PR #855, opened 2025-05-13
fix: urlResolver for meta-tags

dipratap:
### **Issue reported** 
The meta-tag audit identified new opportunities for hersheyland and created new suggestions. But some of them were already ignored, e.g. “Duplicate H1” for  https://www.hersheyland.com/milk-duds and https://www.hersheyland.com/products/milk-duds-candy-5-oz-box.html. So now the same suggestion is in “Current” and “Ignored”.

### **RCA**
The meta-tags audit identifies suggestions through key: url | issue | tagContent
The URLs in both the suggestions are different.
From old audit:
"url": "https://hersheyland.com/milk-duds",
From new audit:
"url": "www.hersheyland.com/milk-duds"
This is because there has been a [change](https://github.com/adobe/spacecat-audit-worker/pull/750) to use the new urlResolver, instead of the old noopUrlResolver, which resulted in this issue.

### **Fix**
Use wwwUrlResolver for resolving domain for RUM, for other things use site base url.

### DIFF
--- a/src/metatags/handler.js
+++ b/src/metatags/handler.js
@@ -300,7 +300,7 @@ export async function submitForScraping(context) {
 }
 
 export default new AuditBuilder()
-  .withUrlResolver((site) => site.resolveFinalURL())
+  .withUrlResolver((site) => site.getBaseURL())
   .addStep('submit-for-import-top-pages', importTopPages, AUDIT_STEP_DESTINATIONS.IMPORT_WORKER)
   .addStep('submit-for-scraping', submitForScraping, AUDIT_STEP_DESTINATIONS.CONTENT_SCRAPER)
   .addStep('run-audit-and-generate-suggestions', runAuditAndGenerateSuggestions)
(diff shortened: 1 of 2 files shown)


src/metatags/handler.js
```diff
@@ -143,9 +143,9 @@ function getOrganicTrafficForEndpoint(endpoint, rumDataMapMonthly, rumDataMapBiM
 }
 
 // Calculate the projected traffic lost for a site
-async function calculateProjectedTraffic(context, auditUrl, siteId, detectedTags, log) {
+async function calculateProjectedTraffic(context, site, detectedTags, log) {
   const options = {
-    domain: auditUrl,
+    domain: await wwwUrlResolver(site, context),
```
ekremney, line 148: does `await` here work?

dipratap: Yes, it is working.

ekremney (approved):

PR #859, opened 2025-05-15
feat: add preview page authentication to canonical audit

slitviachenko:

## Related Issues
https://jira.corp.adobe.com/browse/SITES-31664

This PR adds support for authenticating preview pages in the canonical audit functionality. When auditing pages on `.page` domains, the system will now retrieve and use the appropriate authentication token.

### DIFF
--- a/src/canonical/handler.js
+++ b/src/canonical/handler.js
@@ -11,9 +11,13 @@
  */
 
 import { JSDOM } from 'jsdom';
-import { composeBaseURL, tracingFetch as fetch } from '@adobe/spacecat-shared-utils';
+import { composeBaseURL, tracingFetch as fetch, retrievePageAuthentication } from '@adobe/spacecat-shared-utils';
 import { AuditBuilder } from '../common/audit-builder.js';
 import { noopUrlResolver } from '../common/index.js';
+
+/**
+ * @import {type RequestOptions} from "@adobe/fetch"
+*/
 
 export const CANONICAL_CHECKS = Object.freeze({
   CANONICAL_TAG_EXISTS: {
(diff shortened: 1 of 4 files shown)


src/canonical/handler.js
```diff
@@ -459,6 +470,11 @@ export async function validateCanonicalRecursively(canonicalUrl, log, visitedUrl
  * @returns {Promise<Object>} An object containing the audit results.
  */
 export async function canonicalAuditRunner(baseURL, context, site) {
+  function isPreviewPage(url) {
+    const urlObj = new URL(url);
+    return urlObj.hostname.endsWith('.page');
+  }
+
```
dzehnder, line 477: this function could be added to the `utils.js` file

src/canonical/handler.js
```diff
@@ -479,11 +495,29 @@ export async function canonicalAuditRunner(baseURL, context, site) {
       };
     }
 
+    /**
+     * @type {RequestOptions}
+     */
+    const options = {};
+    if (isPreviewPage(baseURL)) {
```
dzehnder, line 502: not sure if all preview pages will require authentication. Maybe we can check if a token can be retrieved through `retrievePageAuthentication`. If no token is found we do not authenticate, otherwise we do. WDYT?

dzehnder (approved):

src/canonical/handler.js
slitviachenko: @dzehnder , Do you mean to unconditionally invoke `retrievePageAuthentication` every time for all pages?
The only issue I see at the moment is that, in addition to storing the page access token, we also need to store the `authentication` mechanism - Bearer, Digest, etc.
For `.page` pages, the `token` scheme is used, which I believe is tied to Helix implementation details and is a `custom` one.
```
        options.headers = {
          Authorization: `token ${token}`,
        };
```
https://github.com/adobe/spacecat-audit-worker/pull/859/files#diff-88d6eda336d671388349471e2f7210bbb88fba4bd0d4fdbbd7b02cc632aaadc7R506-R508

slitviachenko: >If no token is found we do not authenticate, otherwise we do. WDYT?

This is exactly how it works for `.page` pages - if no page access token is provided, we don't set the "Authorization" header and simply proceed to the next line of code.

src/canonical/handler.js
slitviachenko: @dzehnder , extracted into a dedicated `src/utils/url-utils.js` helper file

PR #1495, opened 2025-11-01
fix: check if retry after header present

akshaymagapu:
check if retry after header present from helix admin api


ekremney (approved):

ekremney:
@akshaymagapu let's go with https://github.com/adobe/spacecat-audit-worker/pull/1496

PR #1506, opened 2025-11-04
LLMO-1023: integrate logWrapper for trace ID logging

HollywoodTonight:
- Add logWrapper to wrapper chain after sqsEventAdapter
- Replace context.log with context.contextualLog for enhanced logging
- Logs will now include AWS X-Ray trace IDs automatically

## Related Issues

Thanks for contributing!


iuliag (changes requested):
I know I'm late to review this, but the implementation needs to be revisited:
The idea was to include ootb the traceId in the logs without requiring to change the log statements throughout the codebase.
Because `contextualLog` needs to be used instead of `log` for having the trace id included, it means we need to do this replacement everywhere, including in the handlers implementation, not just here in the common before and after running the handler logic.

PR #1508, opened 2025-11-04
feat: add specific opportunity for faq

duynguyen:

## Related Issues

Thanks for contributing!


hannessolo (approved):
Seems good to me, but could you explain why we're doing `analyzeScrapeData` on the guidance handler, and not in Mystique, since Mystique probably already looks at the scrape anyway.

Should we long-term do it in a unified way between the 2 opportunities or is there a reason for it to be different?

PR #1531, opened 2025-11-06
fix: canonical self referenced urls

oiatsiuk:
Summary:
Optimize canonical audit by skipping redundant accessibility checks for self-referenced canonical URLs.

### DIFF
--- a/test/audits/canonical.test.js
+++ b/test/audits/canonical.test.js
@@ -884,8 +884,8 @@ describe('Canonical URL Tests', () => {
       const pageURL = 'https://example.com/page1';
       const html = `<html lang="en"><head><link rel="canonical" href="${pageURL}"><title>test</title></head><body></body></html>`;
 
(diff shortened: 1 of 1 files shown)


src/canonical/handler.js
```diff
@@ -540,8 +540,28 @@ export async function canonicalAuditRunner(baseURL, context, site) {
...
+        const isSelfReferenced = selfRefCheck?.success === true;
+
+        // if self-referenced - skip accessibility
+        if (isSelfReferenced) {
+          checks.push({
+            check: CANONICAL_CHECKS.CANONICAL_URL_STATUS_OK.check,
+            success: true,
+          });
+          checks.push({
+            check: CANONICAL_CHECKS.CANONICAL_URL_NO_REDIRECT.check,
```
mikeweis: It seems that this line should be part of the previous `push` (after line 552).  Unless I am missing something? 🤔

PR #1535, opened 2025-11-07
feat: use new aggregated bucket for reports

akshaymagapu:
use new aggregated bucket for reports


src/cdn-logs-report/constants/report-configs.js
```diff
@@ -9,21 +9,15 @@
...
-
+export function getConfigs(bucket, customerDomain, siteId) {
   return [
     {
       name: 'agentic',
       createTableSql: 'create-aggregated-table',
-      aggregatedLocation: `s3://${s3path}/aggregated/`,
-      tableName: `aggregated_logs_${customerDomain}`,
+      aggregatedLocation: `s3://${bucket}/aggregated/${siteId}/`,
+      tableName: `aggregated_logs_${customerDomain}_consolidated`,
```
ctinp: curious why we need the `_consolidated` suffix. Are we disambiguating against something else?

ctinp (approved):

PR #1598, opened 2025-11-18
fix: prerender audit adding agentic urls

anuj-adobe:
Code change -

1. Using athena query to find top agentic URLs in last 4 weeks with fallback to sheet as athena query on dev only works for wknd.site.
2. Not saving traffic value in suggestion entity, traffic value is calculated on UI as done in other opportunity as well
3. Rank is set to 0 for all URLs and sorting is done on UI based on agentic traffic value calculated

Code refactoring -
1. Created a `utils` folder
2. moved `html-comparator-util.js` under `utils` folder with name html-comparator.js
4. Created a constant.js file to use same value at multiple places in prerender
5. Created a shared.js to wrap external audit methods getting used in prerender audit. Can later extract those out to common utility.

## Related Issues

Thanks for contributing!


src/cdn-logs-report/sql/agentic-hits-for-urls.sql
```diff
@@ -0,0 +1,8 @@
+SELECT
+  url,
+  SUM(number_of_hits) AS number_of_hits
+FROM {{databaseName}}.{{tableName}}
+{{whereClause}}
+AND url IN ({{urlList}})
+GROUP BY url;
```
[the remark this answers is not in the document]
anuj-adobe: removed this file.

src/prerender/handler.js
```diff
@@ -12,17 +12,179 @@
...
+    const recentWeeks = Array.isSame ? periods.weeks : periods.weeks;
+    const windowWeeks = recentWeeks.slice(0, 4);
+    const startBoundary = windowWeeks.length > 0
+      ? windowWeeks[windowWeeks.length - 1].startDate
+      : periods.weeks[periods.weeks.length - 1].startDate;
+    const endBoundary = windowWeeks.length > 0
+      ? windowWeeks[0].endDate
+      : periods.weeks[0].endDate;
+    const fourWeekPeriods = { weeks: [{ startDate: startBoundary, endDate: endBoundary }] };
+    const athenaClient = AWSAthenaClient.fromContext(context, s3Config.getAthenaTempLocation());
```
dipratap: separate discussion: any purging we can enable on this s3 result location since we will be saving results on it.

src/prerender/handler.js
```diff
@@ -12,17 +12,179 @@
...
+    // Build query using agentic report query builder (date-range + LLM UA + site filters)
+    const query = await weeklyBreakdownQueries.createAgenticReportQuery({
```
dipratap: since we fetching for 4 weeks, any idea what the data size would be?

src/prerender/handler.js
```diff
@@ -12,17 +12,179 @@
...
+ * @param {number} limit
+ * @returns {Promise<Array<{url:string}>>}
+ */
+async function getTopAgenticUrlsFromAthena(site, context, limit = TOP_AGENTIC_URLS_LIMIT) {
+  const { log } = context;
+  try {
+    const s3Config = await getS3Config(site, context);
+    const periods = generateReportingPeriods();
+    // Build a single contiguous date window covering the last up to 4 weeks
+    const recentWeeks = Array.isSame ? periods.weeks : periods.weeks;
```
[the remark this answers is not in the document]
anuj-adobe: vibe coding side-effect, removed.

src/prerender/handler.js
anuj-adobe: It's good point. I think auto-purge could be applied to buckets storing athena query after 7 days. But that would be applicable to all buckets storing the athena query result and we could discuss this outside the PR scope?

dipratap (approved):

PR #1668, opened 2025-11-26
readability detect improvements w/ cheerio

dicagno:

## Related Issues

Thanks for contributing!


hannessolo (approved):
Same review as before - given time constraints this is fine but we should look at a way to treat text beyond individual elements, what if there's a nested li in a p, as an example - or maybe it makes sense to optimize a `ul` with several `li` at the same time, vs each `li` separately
++++++++
- Task -
Provide the number of lines above in which the word "approved" appears, with no further words.

- Your response -
7